JWheeler-WMF edited projects, added Community-Tech (June 3-14 2024 Arctic Fox); removed Community-Tech (CommTech-Kanban).Mon, Jun 3, 6:57 PM

Restricted Application edited projects, added Community-Tech; removed Community-Tech (June 3-14 2024 Arctic Fox). · View Herald TranscriptMon, Jun 3, 6:57 PM

JWheeler-WMF moved this task from New & TBD Tickets to June 3-14 2024 Arctic Fox on the Community-Tech board.Mon, Jun 3, 8:59 PM

JWheeler-WMF edited projects, added Community-Tech (June 3-14 2024 Arctic Fox); removed Community-Tech.

With !59 I'm proposing the following for bot automated pages:

Template:Community Requests/Wishes/All – Contains rows for all wishes (bot already does this)
Template:Community Requests/Wishes/Recent – last N proposals sorted by date
Template:Community Requests/Focus areas – Contains overview cards of all focus areas, populated with templates similar to what we do for Wishes/All
Template:Community Requests/Focus areas/Num_votes – Contains the number of votes across all focus area. This is needed in the i18n messages as it seems they're likely to live on-wiki at least initially (T365471)
Template:Community Requests/Focus areas/<focus-area-slug> – Contains rows for wishes in a focus area.
Template:Community Requests/Focus areas/<focus-area-slug>/Num_votes – Contains the number of votes in a focus area, again for us in i18n messages.

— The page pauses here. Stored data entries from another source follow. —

PR #73, opened 2026-05-24
fix: clean stop on live radio stream stall via local proxy (v2.5.1)

hoorna:
## Problem

When playing internet radio via Roon (which proxies the station through a local HTTP URL), the renderer hangs permanently after a buffer underrun if the upstream station stops sending audio.

Roon's proxy keeps the TCP connection alive with keepalives, so `av_read_frame()` blocks indefinitely — the existing FFmpeg I/O timeout does not fire because there is no socket-level timeout. The ring buffer stays empty, `getNewStream()` stays in rebuffering mode, the Diretta Link LEDs keep blinking, and the Roon playing-time counter keeps running. No UPnP command has any effect.

## Root cause

`av_read_frame()` has no way to be interrupted from outside once it is blocking. FFmpeg's `AVIOInterruptCB` mechanism exists precisely for this: it is polled periodically during blocking I/O and aborts with `AVERROR_EXIT` when it returns 1.

## Fix

- Register an `AVIOInterruptCB` on the `AVFormatContext` before `avformat_open_input()`
- In each `readSamples()` call, write a deadline (`now + 20s`) to an atomic before `av_read_frame()` and clear it after — zero-cost during normal playback (deadline == 0, first branch returns immediately)
- On `AVERROR_EXIT`, set `m_readTimeout = true` (mirrors v2.4.5 `m_decodeError`)
- In `process()`, detect `hasReadTimeout()` before the `samplesRead == 0` guard and trigger an immediate clean stop via the shared `triggerFatalStop` lambda (also used for `hasDecodeError()`)
- Teardown order: preload thread joined → next-track state cleared → `state = STOPPED` → `m_trackEndCallback()` — identical to v2.4.5

## Design

Follows the v2.4.5 corrupt-packet fix (PR #72) exactly: separate flag, reset in `open()`, accessor method, immediate teardown in `process()`, state set before callback, no drain delay. The `triggerFatalStop` lambda eliminates the duplicate 14-line teardown that would otherwise exist for both fatal conditions.

## Test

Reproduced with Mother Earth Radio Classic via Roon on a buffer underrun (~30 min playback). After the fix:
- At t+18s after underrun: `[AudioDecoder] Read timeout — stream stalled (live proxy?)`
- Immediate clean stop: Diretta target released, Roon playing-time counter freezes, stop button visible
- No hang, no blinking LEDs

Observable result is identical to the v2.4.5 corrupt-packet fix.

### DIFF
--- a/CHANGELOG.md
+++ b/CHANGELOG.md
@@ -1,5 +1,10 @@
 # Changelog
 
+## [2.5.1] - 2026-05-24
+
+### Fixed
+- **Permanent hang on live radio stream stall via Roon proxy** (reported by hoorna/Alfred for Mother Earth Radio Classic via Roon): When Roon serves an internet radio station via its local HTTP proxy, the TCP connection stays alive (keepalives) even when the upstream CDN or station stops sending audio. `av_read_frame()` blocks indefinitely on such a connection — the existing 30-second FFmpeg I/O timeout does not fire because TCP keepalives prevent a socket-level timeout. The ring buffer empties, `getNewStream()` enters rebuffering mode, and the renderer never recovers: Diretta Link LEDs keep blinking, the Roon playing-time counter runs on, and no UPnP command has any effect. The fix registers an `AVIOInterruptCB` on the `AVFormatContext` before `avformat_open_input()`. In each `readSamples()` call, a per-call deadline (`now + 20 s`) is written to an atomic before `av_read_frame()` and cleared to zero after it returns. The callback checks the deadline on every FFmpeg I/O poll; when `now >= deadline` it returns 1, causing `av_read_frame()` to abort with `AVERROR_EXIT`. A new `m_readTimeout` flag (analogous to v2.4.5's `m_decodeError`) is set, and `process()` detects it before the `samplesRead == 0` guard and triggers an immediate clean stop: preload thread joined, next-track state cleared, `m_state = STOPPED`, `m_trackEndCallback()` fired. The UPnP controller (Roon) receives the correct STOPPED state, the playing-time counter freezes, and the Diretta target is fully released — identical observable behaviour to the v2.4.5 corrupt-packet fix. The interrupt callback is zero-cost during normal playback (deadline is 0, first branch returns immediately). The `triggerFatalStop` lambda in `process()` is shared between the decode-error and read-timeout cases, eliminating the duplicate 14-line teardown.
+
 ## [2.5.0] - 2026-05-23
 
 ### Added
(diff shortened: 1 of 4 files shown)


hoorna:
Note on the failing checks: these failures are pre-existing and unrelated to this PR's changes.

- **Build (x64 / arm64)**: fail because the workflow uses `actions/upload-artifact: v3`, which GitHub has deprecated and now auto-fails. Not caused by our code.
- **Code Quality Check**: fails on trailing whitespace in `src/DirettaOutput.cpp` — a file not touched by this PR.

Both checks would fail on any PR against the current `main`.

cometdom:
Hi @hoorna, thanks for another excellent PR — really clean work. 🙏

Squash-merged into `main` (commit `71bd239`) and **published as v2.5.1** just now: https://github.com/cometdom/DirettaRendererUPnP/releases/tag/v2.5.1.

A few things I particularly enjoyed reviewing:

- **`AVIOInterruptCB` is exactly the right tool** for this — there is genuinely no other way to interrupt a blocking `av_read_frame()` from outside. The atomic deadline pattern (set before, clear after) is elegant and is *zero-cost during normal playback* — the callback hits the `if (deadline == 0) return 0;` branch and returns instantly.
- **The `triggerFatalStop` lambda refactor is a really nice touch.** Factoring the 14-line teardown between `hasDecodeError()` and `hasReadTimeout()` means future fatal-stop conditions (if any) can be added in one line each, and the teardown ordering can never drift between them. That's the kind of consolidation I would have asked for myself.
- The full **symmetry with the v2.4.5 corrupt-packet fix** (separate flag, reset in `open()`, accessor, check before `samplesRead == 0`, state-then-callback, no drain delay, both DSD-raw and PCM paths covered) made the review fast and confident.

Two **purely cosmetic** doc completions I applied post-merge (commit `493edfb`, no code change):

1. README updated to v2.5.1 (title, version badge, *What's New* rewritten around the stall fix, *Last updated* date). I also slipped the missing v2.5.0 entry into the *Previous Versions* table — it was the current *What's New* when v2.5.0 shipped so it had never been moved down.
2. Added a line to the `docs/CLAUDE.md` completed list, in the same format as the v2.4.5 / v2.5.0 entries (rationale, mechanism, scope, thread-safety note).

So this time the merge needed no actual corrections to your work — you nailed it.

Two non-blocking thoughts for possible future work, purely for discussion — not asks:

- The interrupt callback is also active during `avformat_open_input()` (since it's registered before the open). It's inoffensive today because `m_readDeadlineNs == 0` then, but the same mechanism could one day cover a stalled HTTP connect by setting a deadline around the open call too.
- `READ_STALL_TIMEOUT_S = 20` could become configurable (`--read-timeout-s` / config file) if some users with very slow upstream connections turn out to want a different value. Probably not needed in practice — 20 s is a sensible default for radio.

Thanks again — and a small wink to our shared collaborator. 🤖 Looks like our two Claudes work well together too.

Random tech debt thing -- we have a few terms for whatever the subpage name for a wish/focus area is. Is slug a good name and if so maybe the db and backend things could be renamed? Or vice versa :)

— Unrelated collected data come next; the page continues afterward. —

PR #75, opened 2026-06-16
fix(webui): dedup config saves, preserve commented example lines

hoorna:
## Summary

`ShellVarConfig.save()` in the webui treated commented-out example
lines (e.g. `#CPU_AUDIO=2`) as if they were active settings, and
rewrote every occurrence of a key per save — so
`/etc/default/diretta-renderer` grew duplicate `KEY=VALUE` entries on
every webui save.

Two related changes plus a unit test:

- **`webui/config_parser.py`** — only match active (uncommented)
  assignment lines, update only the first occurrence per key, drop
  later active duplicates.
- **`install.sh`** — limit the migration sed to the first match per
  key with `0,/pattern/{s|...|}`. The old form activated every
  `#KEY=...` example line in the new config, which is the input the
  broken `save()` then mishandled.
- **`webui/test_config_parser.py`** — regression coverage (stdlib
  `unittest`, no new deps).

## How this was discovered

Investigating why `--cpu-other 0` thread-pinning failed on a
Raspberry Pi 4 setup. The pinning failure itself had a separate root
cause in `fedora-rpi-audiophile-setup` (follow-up PR planned there),
but `/etc/default/diretta-renderer` showing three identical
`CPU_AUDIO=2` lines after a single webui save turned out to be an
independent bug worth its own fix.

## Test plan

- [x] **Unit test** — 5/5 pass: commented-line preservation,
  duplicate collapse, idempotency, append-new-key, comment/blank
  preservation.
- [x] **Webui save cycle** on Fedora 44 / Raspberry Pi 4 — saves
  produce exactly one active line per key; repeated saves idempotent;
  `#KEY=...` example lines preserved.
- [x] **Fresh `install.sh`** on the same Pi via
  fedora-rpi-audiophile-setup — `/etc/default/diretta-renderer` ends
  up with 33 active keys, highest occurrence count is 1.

### DIFF
--- a/install.sh
+++ b/install.sh
@@ -1557,9 +1557,14 @@ WRAPPER_EOF
 
                 # Check if this key is known in current version
                 if echo "$KNOWN_KEYS" | grep -qw "$key"; then
-                    # Apply to new config: replace commented or uncommented line
+                    # Apply to new config: replace only the FIRST occurrence of
+                    # the key (commented or uncommented). The 0,/pattern/ range
+                    # limits the substitution to the first match — without it,
+                    # sed would activate every '#KEY=...' example line, leaving
+                    # duplicate active entries that the webui save logic then
+                    # had to deduplicate on every subsequent save.
                     if sudo grep -q "^#\?${key}=" "$CONFIG_FILE" 2>/dev/null; then
-                        sudo sed -i "s|^#\?${key}=.*|${key}=${val}|" "$CONFIG_FILE"
+                        sudo sed -i "0,/^#\?${key}=/{s|^#\?${key}=.*|${key}=${val}|}" "$CONFIG_FILE"
                         migrated_keys="$migrated_keys $key"
                     fi
                 else
--- a/webui/config_parser.py
+++ b/webui/config_parser.py
@@ -46,9 +46,18 @@ class ShellVarConfig:
     def save(path, settings):
         """Rewrite config file, updating existing keys and preserving structure.
 
-        - Lines with existing keys are updated in place
-        - Comments and blank lines are preserved
-        - Keys not present in the file are appended at the end
+        - Active lines with known keys are updated in place (first occurrence only)
+        - Comments and blank lines are preserved unchanged
+        - Duplicate active key lines after the first are dropped (deduplication)
+        - Keys not present as active lines are appended at the end
+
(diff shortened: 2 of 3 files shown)


hoorna:
Heads-up on the CI failures — none of them are caused by this PR's changes. A quick triage:

**`Build on x64` / `Build on arm64`** — auto-failed by GitHub because the workflow uses `actions/upload-artifact@v3`, which was deprecated on 2026-04-16. The workflow fails before reaching any compile step (~3-4 s). Fix is a one-line bump to `@v4` in the workflow file.

**`Code Quality Check`** — the `Check file formatting` step greps for trailing whitespace across all `*.cpp`/`*.hpp` files. The 100+ hits all come from `src/DirettaOutput.cpp`, which this PR does not touch. Verified upstream `main` already has 286 lines with trailing whitespace in that file (`git grep -c '[[:blank:]]$' main -- src/DirettaOutput.cpp` → 286).

The three files this PR changes (`install.sh`, `webui/config_parser.py`, `webui/test_config_parser.py`) are all clean.

Happy to leave this to you to address as you see fit (separate maintenance PRs, etc.) — let me know if you'd prefer me to do anything from this side.

hoorna:
Re-tested both halves on a Fedora 44 / Raspberry Pi 4 against the latest branch tip.

**Quick gate (unit tests):**
```
$ python3 webui/test_config_parser.py
... 5 tests passed ...
```

**Real-conditions test (webui save dedup):**
- Installed `webui/config_parser.py` over the running webui at `/opt/diretta-renderer-upnp/webui/`, `systemctl restart diretta-renderer-webui`.
- Toggled `CPU_AUDIO` between 2 and 3 four times via the web UI, hitting **Save & Restart** each time.
- After those eight saves, `grep -E "^[A-Z_]+=" /etc/default/diretta-renderer | cut -d= -f1 | sort | uniq -c | sort -rn` shows every key with count 1. No accumulation. ✓
- Existing header comments preserved.

**`install.sh` sed fix:**
Validated earlier this week on a fresh install via `setup.sh` option 12 — the migrated config had 33 active keys with no duplicates and no accidentally-activated `#KEY=...` example lines. ✓

Side note: on systems where the unfixed `install.sh` had already activated `#KEY=...` example lines, the new `save()` will dedup them away — at that point they're indistinguishable from real settings. Cosmetic only, and fresh installs after this merges keep examples intact.

LGTM from this side — happy whenever it suits you.

PR #167, opened 2016-08-15
Add class to recognize Objective-C objects in memory

kastiglione:
This is a first pass at recognizing memory allocations that are Objective-C objects. There are probably better ways to do this, suggestions and pointers welcome!

### DIFF
--- a/Chisel/CHLObjCObjectRecognizer.mm
+++ b/Chisel/CHLObjCObjectRecognizer.mm
@@ -5,6 +5,10 @@
 //  Copyright © 2016 Facebook. All rights reserved.
 //
 
+#if __has_feature(objc_arc)
+#error CHLObjCObjectRecognizer.m expects ARC to be disabled.
+#endif
+
 #import "CHLObjCObjectRecognizer.h"
 
 #include <unordered_map>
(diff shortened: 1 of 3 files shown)


Chisel/CHLObjCObjectRecognizer.mm
```diff
@@ -0,0 +1,109 @@
...
+
+- (BOOL)isStandardAllocUsedByClass:(Class)cls
+{
+  const auto match = _cache.find(cls);
+  if (match != _cache.cend()) {
+    return match->second;
+  }
+
+  const Class metaClass = object_getClass(cls);
+  const bool usesStandardAlloc =
```
zats: What about `NSProxy` subclasses?

kastiglione: 😛

This pull request is old, I'll close it. It is a good question though. My first thought is that it's ok to ignore `NSProxy`, because proxies are semantically not the type of class that would allocate much, especially not variable length objects like arrays and other collections.

zats: sorry, I was wondering around the repo 🙂 
you are right, I saw proxies mostly being used for mocking in testing frameworks, not sure if it's a production use-case

PR #168, opened 2016-08-26
Evaluate with SetTrapExceptions set to False

kastiglione:
With this change, code that happens to throw and catch an internal exception will now successfully evaluate to completion. Without this, no result would be returned, and instead this error would be printed to the console:

    error: Execution was interrupted, reason: internal ObjC exception breakpoint(-3)..


kastiglione:
cc @Gricha

kastiglione:
#yolo

PR #173, opened 2016-11-08
Add pivars command to FBClassDump.py

longv2go:
`pivars` command call the `class_copyIvarList` to get all ivars of an Class and print them out. It would show the offset, type, name and value if need.

```
(lldb) pivars -r -n child
NSObject:
    [0x0] Class isa

father:
    [0x4] NSString * father_var
    [0x8] NSString * faterh_var2

child:
    [0xc] {teststr="a"i"b"l} straaa
    [0x14] NSString * c_var1
    [0x18] NSString * _c_var2

```

### DIFF
--- a/commands/FBClassDump.py
+++ b/commands/FBClassDump.py
@@ -8,7 +8,8 @@ def lldbcommands():
   return [
     FBPrintMethods(),
     FBPrintProperties(),
-    FBPrintBlock()
+    FBPrintBlock(),
+    FBPrintIvars()  
   ]
 
 class FBPrintMethods(fb.FBCommand):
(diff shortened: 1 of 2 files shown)


kastiglione:
Thanks, and sorry for the late reply. This looks good, but I'm also wondering if we should consolidate `pinternals` and `pivar`? Should we discuss that now, or leave that for another time.

longv2go:
@kastiglione I notice that too. `pinternals`  can not show the ivar\`s offset, so I wrote this command. Sometimes I need the offset to inspect the object\`s memory layout,  and ```pivar``` need the ivar`s name, no name no working.

kastiglione:
Related, a command I came across last week is:

```
language objc class-table dump -v <regular-expression>
```

This prints ivars and their offsets, but it also prints methods too, which adds noise if you just want structure information.

longv2go:
@kastiglione I think we should to merge the pivars, pmethods, pproperties to one command. 
```
class-dump <options> <arg>
```
if the arg is an instance of some class, it can show the ivar`s value of that instance. But there is more work to decode the struct infomation.

kastiglione:
@longv2go I'm following up on outstanding pull requests. Sorry for the long silence. Note that since this time, a `-a` flag was added to `pinternals` which calls the debugging helper `_ivarDescription`.

PR #175, opened 2016-11-21
Remove outdated CKComponentAction type summary

kastiglione:
`CKComponentAction` is no longer a `typedef` for `SEL`. See https://github.com/facebook/componentkit/pull/676

cc @ocrickard @eczarny


ocrickard:
Ahh, nice. I need to update our docs as well. I've been busy with other things. Will do this week though.

PR #183, opened 2017-03-03
Add support for CKComponent passed into pcomponents

zats:
Sometime I pass a component reference into `pcomponents` by mistake. This should allow it not to explode

### DIFF
--- a/commands/FBComponentCommands.py
+++ b/commands/FBComponentCommands.py
@@ -4,6 +4,7 @@ import os
 
 import lldb
 import fblldbbase as fb
+import fblldbviewhelpers as viewHelpers
 
 def lldbcommands():
   return [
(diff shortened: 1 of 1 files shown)


commands/FBComponentCommands.py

In T361067#9858226, @MusikAnimal wrote:

With !59 I'm proposing the following for bot automated pages:

I should mention, the other option of course is build a wrapper API and let the gadget talk to it. But between CSP warnings and whatever else I'm assuming the old fashioned way will do fine enough for now.

In T361067#9858226, @MusikAnimal wrote:

Random tech debt thing -- we have a few terms for whatever the subpage name for a wish/focus area is. Is slug a good name and if so maybe the db and backend things could be renamed? Or vice versa :)

Is this WordPress jargon? To be honest I had to look it up. In the template we have "area" which is in the database as wish_area. I would just call it the area name. The URL form of the area name would have underscores and percent-encoding per normal MW conventions. "Focus" seems undecided since the renaming page calls them "problem areas" -- that's the same thing right?

In T361067#9882691, @tstarling wrote:

Random tech debt thing -- we have a few terms for whatever the subpage name for a wish/focus area is. Is slug a good name and if so maybe the db and backend things could be renamed? Or vice versa :)

Is this WordPress jargon? To be honest I had to look it up. In the template we have "area" which is in the database as wish_area. I would just call it the area name. The URL form of the area name would have underscores and percent-encoding per normal MW conventions. "Focus" seems undecided since the renaming page calls them "problem areas" -- that's the same thing right?

Eh I don't know, surprised you hadn't heard of it! I've used the term extensively over the years, and I've never worked on anything WordPress.

Anyway, by "slug" I just mean the unique identifier in the URL path. One thing we're doing from previous surveys is we're not moving pages when wishes (or focus areas) are renamed. Instead, there's a permanent page title. The subpage name of that is what I'm referring to by "slug". So the "area" name in that case would need to be the subpage name, and not the "area" title. I just figured calling it "area_slug" or something (and likewise for the wish table) would keep things consistent, but it doesn't really matter much.